_Aim of the exercise_.
Could you show all lines in the entries below that contain the string "readonly"?

=== Section Start ===

PR #2295, opened 2024-03-04
Adding Link your rates component to storybook

ruizajtruss:
## Summary
This PR creates the `LinkYourRates` component and adds it to storybook

### DIFF
--- a/services/app-web/src/pages/LinkYourRates/LinkRateSelect.tsx
+++ b/services/app-web/src/pages/LinkYourRates/LinkRateSelect.tsx
@@ -1,0 +1,54 @@
+import React from 'react'
+import Select from 'react-select'
+import styles from '../../components/Select/Select.module.scss'
+import { useIndexRatesQuery } from '../../gen/gqlClient'
+import { Fieldset } from '@trussworks/react-uswds'
+
+export const LinkRateSelect = () => {
+    const { data, loading, error } = useIndexRatesQuery()
+
+    // const onFocus: AriaOnFocus<any> = ({
+    //   focused,
+    //   isDisabled,
+    // }): string => {
+    //   return `You are currently focused on option ${focused.label}${
+    //       isDisabled ? ', disabled' : ''
+    //   }`
+    // }
+
+    const noOptionsMessage = () => {
+        if (loading) {
+            return 'Loading rate certifications...'
+        }
+        if (error) {
+            return 'Could not load rate certifications. Please refresh your browser.'
+        }
+        if (!data) {
+            return 'No rate certifications found'
+        }
+    }
+
+    return (
+        <Fieldset
+            role="radiogroup"
+            aria-required
+            legend={'Which rate certification was it?'}
+        >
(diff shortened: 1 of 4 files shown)


services/app-web/src/pages/LinkYourRates/LinkRateSelect.tsx
```diff
@@ -0,0 +1,77 @@
...
+
+export interface LinkRateOptionType {
+    readonly value: string
+    readonly label: string
+    readonly isFixed?: boolean
+    readonly isDisabled?: boolean
+}
+
+export const LinkRateSelect = () => {
+    const { data, loading, error } = useIndexRatesQuery()
```
macrael, line 15: consider using the function `wrapApolloResult` to get tighter types for this

services/app-web/src/pages/LinkYourRates/LinkYourRates.test.tsx
```diff
@@ -0,0 +1,115 @@
...
+                    ],
+                },
+            }
+        )
+
+        screen
+            .getByLabelText(
+                'Yes, this rate certification is part of another submission'
+            )
+            .click()
```
macrael, line 107: In general you should use the [userEvent](https://testing-library.com/docs/user-event/intro) library instead of "click". I think it handles actions better. 

For an example of this, see APIAccess.test.ts

you can pull the `user` out of the return from `renderWithProviders` then call `user.click(screen.getByLabelText(...))`

Calling click() directly on stuff is supposedly less user like and I suspect can lead to weird behavior in the end

services/app-web/src/pages/LinkYourRates/LinkYourRates.tsx
```diff
@@ -0,0 +1,48 @@
+import React from 'react'
+
+import { Fieldset, FormGroup } from '@trussworks/react-uswds'
+
+import styles from '../StateSubmission/StateSubmissionForm.module.scss'
+import { FieldRadio } from '../../components'
+import { getIn, useFormikContext } from 'formik'
+import { LinkRateSelect } from './LinkRateSelect'
+
+// export type LinkYourRatesProps = {
```
macrael, line 10: delete

macrael (approved):
Cool! Nice work.

haworku:
I see a UI bug. The bottom of the dropdown has no border.
Screenshot 2024-03-07 at 11 17 53 AM

haworku (changes requested):
@ruizajtruss Good work. I would like to see this component take props. Specifically think we need the `fieldNamePrefix` in there (and probably other props also, but that's the main one I see missing).  We would use this in the `name` and `inputID` on the select component.  Right now as is, the component is not hooking into Formik fully. You can see this as soon as you add multi-rates. The component quickly loses track of the radio button being click yes or no and you click and its not highlighted.

 I can pair with you on this to get this in before merging!

haworku (approved):
Yep that works. I see that now formik is tracking state on multi-rates and I also see bottom border issue is fixed.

=== Section End ===

_Solution to this exercise_.
+    readonly value: string
+    readonly label: string
+    readonly isFixed?: boolean
+    readonly isDisabled?: boolean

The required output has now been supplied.